To be sure, bad actors can misrepresent and misuse religion to spread extremism. But many networks and organizations are harnessing faith as a force for peace, stability, and progress. Faith-inspired organizations (FIOs) have been quietly delivering services and results, even as many development agencies struggle to make an impact. Often first in and last out, FIOs tend to be deeply embedded in communities and trusted by people from all walks of life. In low- and middle-income African countries, for example, FIOs currently provide 30-70% of health-care services.

In addition to being well placed, many FIOs have ample resources and extensive local, national, and international networks. Samaritan’s Purse, one of the world’s largest FIOs, operates in over 100 countries with a nearly $1 billion annual budget. In 2024 alone, it delivered 55 million liters of clean water and trained more than 174,000 people on best practices for sanitation and hygiene.
Even beyond formal FIOs, faith partnerships can shift outcomes. In Algeria, the Ministries of Health and Religious Affairs partnered with the United Nations Population Fund (UNFPA) to train mourshidates, women religious advisers, to talk openly about maternal health and family planning. It worked. Collaborating with culturally competent local leaders reduced the stigma.
UNFPA later launched an initiative to give Algerian imams guidance on how to incorporate information about HIV prevention into their sermons. That program was so effective that the imams asked for more materials on gender-based violence, women’s rights, and other topics.

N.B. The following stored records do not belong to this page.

Issue #816, opened 2024-04-29
change GFT source data exports


damonmcc:
to follow-up on #814, two GIS change requests are related to:
1. the columns that are needed for users and EARD to know which dataset value contributed to a question flag
2. the `product/sources` models which are needed for the app to show dataset geometries

met with GIS to confirm the details below

### columns
- level of detail: question flag X source dataset
  - e.g. `natural_resources_forever_wild`, `shadow_nat_resources_forever_wild`, `cats_permit`
- add new columns to the current final table because GFT app needs a single table (~60 columns)

### models
- level of detail: question flag X GFT geometry type
  - e.g. `natural_resources_poly`, `cats_points`, `cats_lots`
  - GFT geometry types are: point, line, lot, poly, buffer
- if geometry type is a buffer, use `ST_UNION` on all the rows
- if there are multiple rows with the same value, use `ST_UNION` to be a single row (e.g. MultiPoint)

damonmcc:
due to changes in #826:
- when a single dataset is used in two flags, we're applying the results of one flag to both

<img width="325" alt="Screenshot 2024-05-24 at 11 27 57 AM" src="https://github.com/NYCPlanning/data-engineering/assets/7444289/85f18d98-7e77-4b8b-a381-459f7b8b4ce9">

damonmcc:
after checkin with GIS and Amanda, source data columns aren't needed for public launch of the app

damonmcc:
data issues found by @jackrosacker after a build using changes from #871 

- [ ] Most (all?) point datasets have pts even after joining to lots
- [ ] Arterial hwy buffers are 90', should be 200'
- [ ] Some buffers are only buffering points, not polys as well
  - Title V buffer
  - State Facility buffer
  - Historic Res Adj buffer
- [ ] Industrial lots buffer is buffering vent towers
- [ ] Vent towers buffer is buffer industrial lots pts
- [ ] Missing sources__historic_resources_polys -> is this the same dataset as the shadows polys fc? The presence of the hist res pt fc suggests that the there should be a dedicated hist res poly fc
- [ ] Source__historic_resources name should have "points" suffix to be consistent -> holding off on re-sourcing this dataset until the name is defined
- [ ] All merged datasets should have variable_type column listing data source for each, in addition to the variable_id column (i.e. datasets like Nat Res, Hist Res, Open Space, etc.)
- [ ] Missing data
  - Shadows hist res
  - Shadows hist res buffer
[...]

PR #826, opened 2024-05-02
use GFT survey questions to define flags

### LINKED ISSUE #814: each spatial GFT survey question should have a single flag
## problem

Currently, we create a flag column for each dataset and some survey questions.

But GIS needs a single flag column and a single set of source geometry tables (e.g points, lots, buffers) for each spatial survey question.

The GFT tool will only show questions and their flag. Values which contributed to a flag will only been shown in the export table.

The exceptions to this 1-to-1 relationship are
- Project BBL: user enters this information, this isn't a flag we compute
- Project zoning: 3 questions about lots within a project, 1 column for a lot's zoning category

## approach

We're using the [GFT Data Review excel file](https://nyco365.sharepoint.com/:x:/r/sites/NYCPLANNING/itd/edm/Shared%20Documents/PROJECTS/GIS/202401%20CEQR%20Type%20II%20Survey%20Build/docs/GFT%20Data%20review.xlsx?d=w20d343ed22ff4c14bda7257ebdb16fe3&csf=1&web=1&e=3SXp02) to document two things:
- all survey questions
- the mappings of survey question to dataset(s)

These tables (especially the mappings table) can inform any changes DE has to make to the GFT build.

We've had the [Data Source review excel file](https://nyco365.sharepoint.com/:x:/r/sites/NYCPLANNING/itd/edm/Shared%20Documents/PROJECTS/GIS/202401%20CEQR%20Type%20II%20Survey%20Build/docs/CEQR_Type_II_Data_Source_Review.xlsx?d=wbae1537787a64188963736a89ac1df98&csf=1&web=1&e=3PZijT), but that table was used to track source data and doesn't represent the one-to-many relationship of survey question to source datasets

damonmcc:
resolves #814 

better to review each commit than all changes at once

## changes
- add seed `question_flags.csv` to declare the 1-to-1 relationship between the GFT survey questions and the GFT survey flags
  - lot zoning is the only exception because it isn't a binary flag, it's a category
- revise `variables.csv` to declare the many-to-many relationship between the survey flags and the source data
- change product models to produce a flag column and an ID column for each survey question
- change intermediate models to align with new product model columns
  - so that outputs are accurate (e.g. different buffers on the same dataset depending on the flag)
  - replaced `intermediate/buffers` with `intermediate/spatial` because they aren't all buffers and a blank slate was easier to work with

## notes
in the new `question_flags` seed:
- term "field name" is used because our output columns are FGDB fields that Jack will be choosing and aliasing
- each flag has a value (Yes/No) and there are IDs of geometries that determined the flag's value. so I ended up with `_flag` and `_flag_id`. maybe `_flag_ids` would be better though

## tests
- all builds on this branch [here](https://github.com/NYCPlanning/data-engineering/actions/workflows/build.yml?query=branch%3Adm-gft-questions)
- successful build [here](https://github.com/NYCPlanning/data-engineering/actions/runs/9045778317) after changing product models
- successful build [here](https://github.com/NYCPlanning/data-engineering/actions/runs/9192926885) after changing intermediate models

## will do after this
- update `sources__` to align with new survey flags and reflect the latest requests from the GIS team (https://github.com/NYCPlanning/data-engineering/issues/816)
- review buffer values to make suer they're aligned with latest state of GIS excel sheet

### DAG focused on `int_flags__spatial` and `green_fast_track_bbls`
Screenshot 2024-05-22 at 12 07 42 PM

### a row from `test_actual__pilot_projects` showing new final columns
Screenshot 2024-05-11 at 5 09 09 PM


damonmcc:
while there are rows in `variables.csv` that aren't 1-to-1 with a survey question, [this test](https://github.com/NYCPlanning/data-engineering/actions/runs/8925270827/job/24513603847#step:6:105) will fail

products/green_fast_track/models/product/_product_models.yml
damonmcc, line 1: the changes to the `green_fast_track_bbls` columns are the core of this

products/green_fast_track/models/intermediate/flags/int_flags__all.sql
```diff
@@ -5,23 +5,43 @@
...
+        variables.flag_id_field_name,
+        all_variable_ids.variable_type,
+        variable_id,
+        distance
+    FROM all_variable_ids LEFT JOIN variables
+        ON all_variable_ids.variable_type = variables.variable_type
+)
+
+SELECT * FROM all_flags
+ORDER BY bbl ASC, flag_id_field_name ASC, variable_type ASC
```
damonmcc, line 47: `int_flags__all` now has a new column called `flag_id_field_name`

this column replaces the downstream use of `variable_type` because, when pivoting from a long to wide table, we now care about which flag (aka survery question) each `variable_id` like "Historic Lamppost" is related to rather than the variable (aka source data) it came from

products/green_fast_track/models/product/green_fast_track_bbls.sql
damonmcc, line 1: the diffs are probably hard to read, may be good to also look at the new file [here](https://github.com/NYCPlanning/data-engineering/blob/dm-gft-questions/products/green_fast_track/models/product/green_fast_track_bbls.sql)

.github/workflows/test_helper.yml
```diff
@@ -60,9 +60,8 @@ jobs:
 
           # this should probably be its own util/script
           export BUILD_ENGINE_DB=db-green-fast-track
-          cd products/green_fast_track
-          dbt seed
-          cd ../..
+          dbt deps --profiles-dir products/green_fast_track --project-dir products/green_fast_track
```
fvankrieken, line 63: Was it failing without this on your branch?

Also, I switched this from build to seed to avoid running seed tests while sqlfluffing. What functionality do you need from build?

products/green_fast_track/models/intermediate/flags/_flags_models.yml
```diff
@@ -8,13 +8,19 @@ models:
         data_type: string
         tests:
           - not_null
+      - name: flag_id_field_name
```
fvankrieken, line 11: Clarification: it seems like we're redefining what a flag is in this PR - instead of a flag being a unique combo of variable and lot, it maps 1-to-1 with survey questions.

Is Jack using the term "flag"? Or is he really thinking more just about survey questions, and "flag" is more our terminology?

If it's the former, this change makes sense. But if it's the latter, I'd sort of like to keep our definition of flag, since we have an identifier for the columns - "survey questions" (or answers to them, really). If we make flag have the same meaning, we don't have a term for unique combo of variable and bbl anymore.

fvankrieken: Or maybe this column should more just be "flag_type" or something like that since we do have 1 row per our original "flag" in this table still

fvankrieken (approved):
Couple small comments but good stuff

products/green_fast_track/models/intermediate/buffers/int_buffers__all.sql
```diff
@@ -24,7 +24,6 @@ WITH all_buffers AS (
         ref('int_buffers__us_parks_properties'),
         ref('int_buffers__waterfront_access_pow'),
         ref('int_buffers__waterfront_access_wpaa'),
-        ref('int_buffers__natural_resource_shadows'),
```
fvankrieken, line 27: Why is this being dropped?

products/green_fast_track/seeds/variables.csv
```diff
@@ -1,39 +1,55 @@
...
+historic_resources_adj,City Historic Buildings,nyc_historic_buildings,lpc_landmarks,TRUE,90,
+historic_resources_adj,State Historic Buildings,nys_historic_buildings,nysshpo_historic_buildings_points,TRUE,90,
+shadow_open_spaces,DPR Parks properties,nyc_parks_properties,dpr_parksproperties,FALSE,200,
+shadow_open_spaces,Schoolyard-to-playground,schoolyard_to_playgrounds,dpr_schoolyard_to_playgrounds,FALSE,200,
+shadow_open_spaces,POPS,pops,dcp_pops,TRUE,200,
+shadow_open_spaces,Waterfront Public Access Areas,waterfront_access_wpaa,dcp_waterfront_access_map_wpaa,FALSE,200,
+shadow_open_spaces,Publicly Owned Waterfront,waterfront_access_pow,dcp_waterfront_access_map_pow,FALSE,200,
+shadow_open_spaces,NYS Parks Property,nys_parks_properties,nysparks_parks_polygons,FALSE,200,
+shadow_open_spaces,Federal Parks property,us_parks_properties,usnps_parks,FALSE,200,
+shadow_nat_resources,NYC Parks Forever Wild,forever_wild,dcp_beaches,FALSE,200,
```
fvankrieken, line 44: I see what you mean here - but these buffer values (200) are never used, are they? So given that shadow_nat_resources has a different buffer than natural_resources, the current shadow_nat_resources column is wrong

fvankrieken: Since it isn't actually buffered

.github/workflows/test_helper.yml
fvankrieken: I think maybe I see why with the compile python reqs pr failing... is there only one test schema? I really didn't think about where this was actually running...

products/green_fast_track/seeds/variables.csv
fvankrieken: So these rows I think should just be dropped - as written, the join from the flags table to this creates duplicate rows independent of desired buffer distance. And for now, while we don't have variables that map explicitly to multiple questions, maybe keep the unique constraint on this table

.github/workflows/test_helper.yml
damonmcc: > Also, I switched this from build to seed to avoid running seed tests while sqlfluffing. What functionality do you need from build?

testing the seed tables seems worth it. since we have to build them so that `sqlfluff ... --templater=dbt` works, seems worth validating those tables

I'm sure exactly why the tables have to exist while sqlfluffing (maybe `dbt compile` is run?) so maybe all that maters is that any seed table columns used in queries exist and the contents don't matter. but testing them seems to do more good than harm

damonmcc: > is there only one test schema?

looks like there's only one for the job `check_formatting`, but the `dbt_checkpoint` uses a branch-unique schema. probably better to use the branch-unique schema for both

working on a fix in a different branch

damonmcc: @fvankrieken if https://github.com/NYCPlanning/data-engineering/pull/842 is all good, I should drop this change from this branch

products/green_fast_track/seeds/variables.csv
damonmcc: very true, this now generates incorrect `shadow_nat_resources` results

> we don't have variables that map explicitly to multiple questions

`nys_historic_buildings` and `nyc_historic_districts ` do. and these natural resources datasets do.

I was gonna say I'll restore `int_buffers__natural_resource_shadows` to it's former glory, but I think it'd be better to:
- keep these seed changes so that `variables` is unique on [`flag_id_field_name`, `variable_type`]
- let some outputs be incorrect for now
- implement the use of this new buffer column to fix those incorrect outputs

fvankrieken: I definitely think long-term this file and the way it's written make more sense, and it's a more elegant approach than the custom shadows buffer. But it's going to take some decent downstream changes to make it work: either generating multiple buffers from the same inputs programatically, which is something that we've talked about potentially being difficult in dbt, or have two staging tables for each of these datasets, or not actually have those buffers as their own models (which seems less than ideal).

Regardless, given that complexity, I don't think this should be merged to main without knowing how we're going to fix the issues it creates.

products/green_fast_track/models/intermediate/flags/_flags_models.yml
damonmcc: Jack is using the term "flag" to mean the binary answer to a single survey question

it was hard for me to name `flag_field_name` and `flag_id_field_name` in the new `question_flags.csv`:
- "field name" really seemed worth it because these are all for Jack to choose and alias columns
- each flag has a _value_ (Yes/No) and _IDs_ of geometries that resulted in the value, so I ended up with `flag` and `flag_id`. maybe `flag_ids` would be a little better though
- was tempted to lean more into `survey_question` or the `survey_question_id` values that Jack made for the app, but he cautioned that those IDs could change even if the essence of the question doesn't. so seemed good to just declare `flag_field_name` values that are 1-to-1 with survey questions

products/green_fast_track/seeds/variables.csv
damonmcc: happy to take a shot in this PR at generating flag-level intermediate models (programmatically or not) to align with this file

the end result would be:
- correct buffers and outputs
- use of this new approach
- would help with updating the `source__` export to meet Jack's needs for the map in the app: one layer per flag

products/green_fast_track/bash/export.sh
damonmcc, line 1: this is temporary. the follow-up changes to these models are so substantial that I chose to delete them all

products/green_fast_track/seeds/variables.csv
damonmcc: @fvankrieken the new commit most related to this is https://github.com/NYCPlanning/data-engineering/pull/826/commits/a3b9cae04d66778bc9e351733f91bbcb2e44a80c

products/green_fast_track/models/intermediate/flags/int_flags__all.sql
damonmcc, line 1: `int_flags__all` now has a new column `flag_id_field_name`

this column replaces the downstream use of `variable_type` because, when we pivot from a long table to a wide table, we now care about which flag (aka survey question) each variable_id like "Historic Lamppost" is related to rather than the variable (aka source data) it came from

products/green_fast_track/models/intermediate/flags/int_flags__spatial.sql
```diff
@@ -75,3 +75,4 @@ SELECT
         ELSE ST_DISTANCE(bbl_geom, raw_geom)
     END AS distance
 FROM joined_hexes
+ORDER BY bbl ASC, variable_type ASC, variable_id ASC
```
fvankrieken, line 78: I might keep this ordering in the aggregate in `green_fast_track_bbls` - postgres makes no guarantee of ordering of results returned by a query, and depending on how the compiler is feeling in terms of optimizing that aggregation, I think it makes sense to explicitly order where we want things ordered

fvankrieken:
Went commit-by-commit and looks good, would like a chance this afternoon to check out the codebase and poke around with how things are laid out now

products/green_fast_track/models/intermediate/flags/int_flags__spatial.sql
damonmcc: see [be14145](https://github.com/NYCPlanning/data-engineering/pull/826/commits/be14145e946325b8f42ac056b9a6553687cb3c46). outputs didn't change (a good thing) but I definitely like the extra confidence in the ordering

damonmcc:
@fvankrieken sounds good! hope the DAG screenshot is helpful and happy to walk through anything

I may start a dev branch off of this soon to get started on the changes to `source__` models

fvankrieken (approved):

Faith leaders also played a critical role during COVID-19. Pastors, priests, and imams helped mobilize communities to adhere to prevention strategies. In Tennessee, over 80 churches joined forces with public-health groups to tackle misinformation and improve vaccine access. In the Democratic Republic of the Congo, faith leaders requested more support to lead the local pandemic response. When people trust the messenger, they open up to the message.
Faith-based actors are also shifting norms. The Islamic Foundation for Ecology and Environmental Sciences mobilized thousands of mosques during Ramadan to reduce waste. The Faith to Action Network helped over 90,000 girls in Kenya, Nigeria, and Pakistan attend school by working with religious leaders. And Nigeria’s Interfaith Mediation Centre, led by an imam and a pastor who were once enemies, has trained over 20,000 religious leaders in reconciliation.

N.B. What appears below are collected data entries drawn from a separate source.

PR #828, opened 2024-05-04
Compile python requirements

fvankrieken:
Automated changes by [create-pull-request](https://github.com/peter-evans/create-pull-request) GitHub action

PR #829, opened 2024-05-06
bump forked sqlfluff to 3.0

fvankrieken:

These aren’t just anecdotes. These are scalable models built on legitimacy, proximity, and trust – three pillars many development agencies spend decades trying to build.
I saw this potential again in 2022 when I launched For Mama (now Every Pregnancy), a faith-led philanthropic initiative for maternal and infant health. By engaging faith leaders as fundraising and advocacy partners – not just delivery agents – we tapped into a values-based infrastructure many donors had long overlooked.
The recently formed Georgetown-Lancet Commission on Faith, Trust, and Health, of which I am a member, is working alongside global partners to integrate faith into public-health programs in a more significant way, and to broaden the perspective of leaders in the field. Because faith is a lens through which people interpret justice, obligation, and legitimate authority, it is one of humanity’s most powerful forces for healing.
Global development is, at its core, about building a shared future where every individual has a voice and access to opportunity. This implies that the exclusion of faith and faith-based leaders from the field jeopardizes long-term goals. The question is no longer whether faith matters. It is whether we have the courage, and the humility, to engage it meaningfully.